Use reset_index()
to convert the Series to a DataFrame and the index to a column, and then apply
your function to the DataFrame.
The tricky part is knowing how reset_index()
names the columns, so here are a couple of examples.
With a Singly Indexed Series
s=pd.Series({'idx1': 'val1', 'idx2': 'val2'})
def use_index_and_value(row):
return 'I made this with index {} and value {}'.format(row['index'], row[0])
s2 = s.reset_index().apply(use_index_and_value, axis=1)
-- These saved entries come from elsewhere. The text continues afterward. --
PR #1000, opened 2024-03-27
Fix director default response and add HEAD as allowed verb

### LINKED ISSUE #754: `HEAD` doesn't work in director against the origins endpoint
We often use `HEAD` to determine if a given file exists.

However, none of our APIs wire up this particular verb. 
 [Example](https://github.com/PelicanPlatform/pelican/blob/main/director/redirect.go#L619-L620)

We should add support for HEAD.  Make sure to do this for the "shortcut middleware" as well that handles the default redirects.

For now, this can just reply with a redirect to the appropriate origin.

jhiemstrawisc:
Short and sweet, this should allow us to issue HEAD requests against the API the `/api/v1.0/director/<origin or object>` endpoints. The tagged issue also mentioned making this compatible with our shortcut middleware in the director, but it looks like it already was -- the middleware was agnostic of verbs that weren't `PUT`. My addition to the middleware here explicitly ties `GET/HEAD` requests to the appropriate redirect functions so that other verbs we don't anticipate don't creep in.

One thing to note is that if a client who issues a `HEAD` for some resource chooses to follow the redirect, XRootD appears to hang with an open connection. Since that's in XRootD land, I'm considering it outside the scope of this small fix.

Closes #754

### DIFF
--- a/launchers/launcher.go
+++ b/launchers/launcher.go
@@ -110,7 +110,7 @@ func LaunchModules(ctx context.Context, modules config.ServerType) (context.Canc
 
 	if modules.IsEnabled(config.DirectorType) {
 
-		viper.Set("Director.DefaultResponse", "cache")
+		viper.Set("Director.DefaultResponse", param.Director_DefaultResponse.GetString())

# The new Series has an auto-index;
# You'll want to replace that with the index from the original Series
s2.index = s.index
s2
Output:
idx1 I made this with index idx1 and value val1
idx2 I made this with index idx2 and value val2
dtype: object
With a Multi-Indexed Series
Same concept here, but you'll need to access the index values as row['level_*']
because that's where they're placed by Series.reset_index()
.
s=pd.Series({
('idx(0,0)', 'idx(0,1)'): 'val1',
('idx(1,0)', 'idx(1,1)'): 'val2'
})
def use_index_and_value(row):
return 'made with index: {},{} & value: {}'.format(
row['level_0'],
row['level_1'],
row[0]
)
s2 = s.reset_index().apply(use_index_and_value, axis=1)
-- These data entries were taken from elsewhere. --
PR #1002, opened 2024-03-27
Pelican client advertises timeout to cache

joereuss12:
The client now sets a X-Pelican-Timeout header for download requests which should get passed along to the cache


bbockelm (approved):
LGTM.

This does not set things for uploads or stats which, I believe, makes sense.

joereuss12:
> LGTM.
> 
> This does not set things for uploads or stats which, I believe, makes sense.

yeah I figured since neither of those really talk to a cache and go straight to the origin. Going to go ahead and merge.

PR #1003, opened 2024-03-27
Add the option for a sentinel file for the origin

### LINKED ISSUE #995: Add support for the XRootD sentinel file
@biozit reports one useful feature from the legacy OSDF is the ability to have a "sentinel file".

The sentinel file is a file that must exist in order for the service/container to startup; if missing, then the service should shutdown with a recognizable error.  This is useful in cases where the admin may forget to mount the filesystem inside the origin (leading to a confusing set of responses due to an empty directory) or if there's a broken filesystem used by the cache

Fabio writes:

> This option checks the existence of a specific file on a XrootD volume; if the file is not present, the XrootD won't start.
> It was tested using this option:
>    `oss.space public $(rootdir) chkmount thisfileshoulbeheretoxrootdststart -`
> https://xrootd.slac.stanford.edu/doc/dev54/ofs_config.htm#_Toc89982406.

I believe we could implement either at the XRootD or the Pelican layer.  Doing this in Pelican may provide the ability to do a higher-quality error message.

In terms of configuration -- I would suggest a sentinel could be used for each of the origin's exports.

haoming29:
Closes #995

### DIFF
--- a/server_utils/origin.go
+++ b/server_utils/origin.go
@@ -20,6 +20,8 @@ package server_utils
 
 import (
 	"fmt"
+	"os"
+	"path"
 	"path/filepath"
 	"reflect"
 	"strings"
@@ -33,13 +35,14 @@ import (
 	"github.com/pelicanplatform/pelican/server_structs"
 )
 
-var originExports *[]OriginExports
+var originExports *[]OriginExport
 
 type (
-	OriginExports struct {
+	OriginExport struct {
 		StoragePrefix    string
 		FederationPrefix string
 		Capabilities     server_structs.Capabilities
+		SentinelFile     string
 	}
 )
 
@@ -115,12 +118,12 @@ func StringListToCapsHookFunc() mapstructure.DecodeHookFuncType {
 // convert those values (such as Origin.FederationPrefix, Origin.StoragePrefix, etc.) into the OriginExports
 // struct and return a list of one. Otherwise, we'll base things off the list of exports and ignore the single-prefix
 // style of configuration.
-func GetOriginExports() (*[]OriginExports, error) {
+func GetOriginExports() (*[]OriginExport, error) {
 	if originExports != nil {
 		return originExports, nil
 	}
 
-	originExports = &[]OriginExports{}
+	originExports = &[]OriginExport{}
 
 	viper.SetDefault("Origin.StorageType", "posix")
 	StorageType := param.Origin_StorageType.GetString()
@@ -152,7 +155,7 @@ func GetOriginExports() (*[]OriginExports, error) {
 				}
 
 				reads := param.Origin_EnableReads.GetBool() || param.Origin_EnablePublicReads.GetBool()
-				originExport := OriginExports{
+				originExport := OriginExport{
 					FederationPrefix: federationPrefix,
 					StoragePrefix:    storagePrefix,
 					Capabilities: server_structs.Capabilities{
@@ -175,7 +178,7 @@ func GetOriginExports() (*[]OriginExports, error) {
 
 			log.Warningln("Passing export volumes via -v at the command line causes Pelican to ignore exports configured via the yaml file")
 			log.Warningln("However, namespaces exported this way will inherit the Origin.Enable* settings from your configuration")
-			log.Warningln("For finer-grained control of each export, please configure them in your pelican.yaml file")
+			log.Warningln("For finer-grained control of each export, please configure them in your pelican.yaml file via Origin.Exports")
 			return originExports, nil
 		}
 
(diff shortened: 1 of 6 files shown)


haoming29:
This PR added an additional field `SentinelFile` to the `Origin.Exports` parameter. @CannonLock you might need to update the UI as well.

CannonLock:
@haoming29 I will patch on the ui change after the name is decided.

haoming29:
Trying to understand the intension for S3 here. Will the user provide a path to the sentinel file for either S3 and POSIX? Or only a file name? The latter is what I assumed in this PR and I actually checked and require that the parameter does not contain a directory.

jhiemstrawisc:
I think you'll have to think about a good way to incorporate the origin's configured storage type. In the case of an S3 sentinel object, we might require that for a given `s3endpoint`, `bucket` and `object`, we can fetch `<s3endpoint>/<bucket>/<object>` if the origin is using path-style requests or `<bucket>.<s3endpoint>/<object>` if we're using virtual hosting.

Of course, if you want to check that an authenticated S3 object exists _before_ starting xrootd, you'll also need to handle creating the signed AWSv4 URLs with the credentials Pelican knows about, and that's not a small task. You could either write all of the functionality to do this in Pelican (and wind up duplicating half the magic of the S3 plugin) or you could use the AWS SDK and add a lot of bloat...

Maybe the approach is to start XRootD first and immediately try to pull the file/object. If the origin can't get something from itself, we assume the sentinel doesn't exist.

haoming29:
@jhiemstrawisc That clarifies things a lot! I like your suggestion as to start xrootd first then pull a file and see if we can make it for S3 backend. For POSIX backend, I think it's easy enough to `stat` the file before starting the xrootd and that way we eliminate other possibilities that can cause the error getting the file through the origin (auth/token/etc). I will incorporate the comments above and update the code.

CannonLock:
Is the parameter naming finalized here yet?

haoming29:
> SentinelLocation

Let's do `SentinelLocation` for now. I'll revise this PR today but I think `SentinelLocation` sounds good to me

CannonLock:
@haoming29 In testing the UI I hit the following error that killed the web app. 

```
Fatal error occurred at the start of the program. Cleanup started: fail to open SentinelLocation test for StoragePrefix sdfsdf. Directory check failed: stat sdfsdf/test: no such file or directory
```

Notably I used garbage in the config values so not sure if this is really a "bug"

```
origin:
    exports:
        - capabilities:
            - PublicReads
            - Writes
            - Listings
            - DirectReads
            - Reads
          federationprefix: /testtimeusa
          storageprefix: /test0123/cannonlock-test/98y230498q2yt0qwu8gf89q3gt2
        - capabilities:
            - DirectReads
          federationprefix: sdfsdf
          sentinellocation: test
          storageprefix: sdfsdf
```

haoming29:
@CannonLock Do you have a file `test` under `/sdfsdf`?

CannonLock:
@haoming29 No, more so just bummed this took out the web app. Would be nice if we could keep the webapp running through this type of thing so they could continue to edit the config file/read the logs right in the webapp... Just a idea for the future.

haoming29:
> @haoming29 No, more so just bummed this took out the web app. Would be nice if we could keep the webapp running through this type of thing so they could continue to edit the config file/read the logs right in the webapp... Just a idea for the future.

Good point. This would be a corner case where we expect user to have a test file in place before running Pelican. If they decided to change the test file on the go, they should be prepared to have the new test file before making the change. It would be nice if we can have a tooltip/description to emphasize this

server_utils/origin.go
```diff
@@ -246,6 +249,23 @@ func GetOriginExports() (*[]OriginExports, error) {
 	return originExports, nil
 }
 
+func CheckSentinelLocation(exports *[]OriginExport) (ok bool, err error) {
+	for _, export := range *exports {
+		if export.SentinelLocation != "" {
+			sentinelPath := path.Clean(export.SentinelLocation)
+			if path.Base(sentinelPath) != sentinelPath {
+				return false, fmt.Errorf("invalid SentinelLocation path for StoragePrefix %s, file must not contain a directory. Got %s", export.StoragePrefix, export.SentinelLocation)
```
bbockelm, line 257:
```suggestion
				return false, errors.Errorf("invalid SentinelLocation path for StoragePrefix %s, file must not contain a directory. Got %s", export.StoragePrefix, export.SentinelLocation)
```

server_utils/origin.go
```diff
@@ -246,6 +249,23 @@ func GetOriginExports() (*[]OriginExports, error) {
...
+			}
+			fullPath := filepath.Join(export.StoragePrefix, sentinelPath)
+			_, err := os.Stat(fullPath)
+			if err != nil {
+				return false, errors.Wrap(err, fmt.Sprintf("fail to open SentinelLocation %s for StoragePrefix %s. Directory check failed", export.SentinelLocation, export.StoragePrefix))
```
bbockelm, line 262:
```suggestion
				return false, errors.Wrapf(err, "fail to open SentinelLocation %s for StoragePrefix %s. Directory check failed", export.SentinelLocation, export.StoragePrefix)
```

bbockelm (approved):
Two small nitpicks on coding style.  After that, I think this is pre-approved and feel free to merge!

# Replace auto index with the index from the original Series
s2.index = s.index
s2
Output:
idx(0,0) idx(0,1) made with index: idx(0,0),idx(0,1) & value: val1
idx(1,0) idx(1,1) made with index: idx(1,0),idx(1,1) & value: val2
dtype: object
If your series or indexes have names, you will need to adjust accordingly.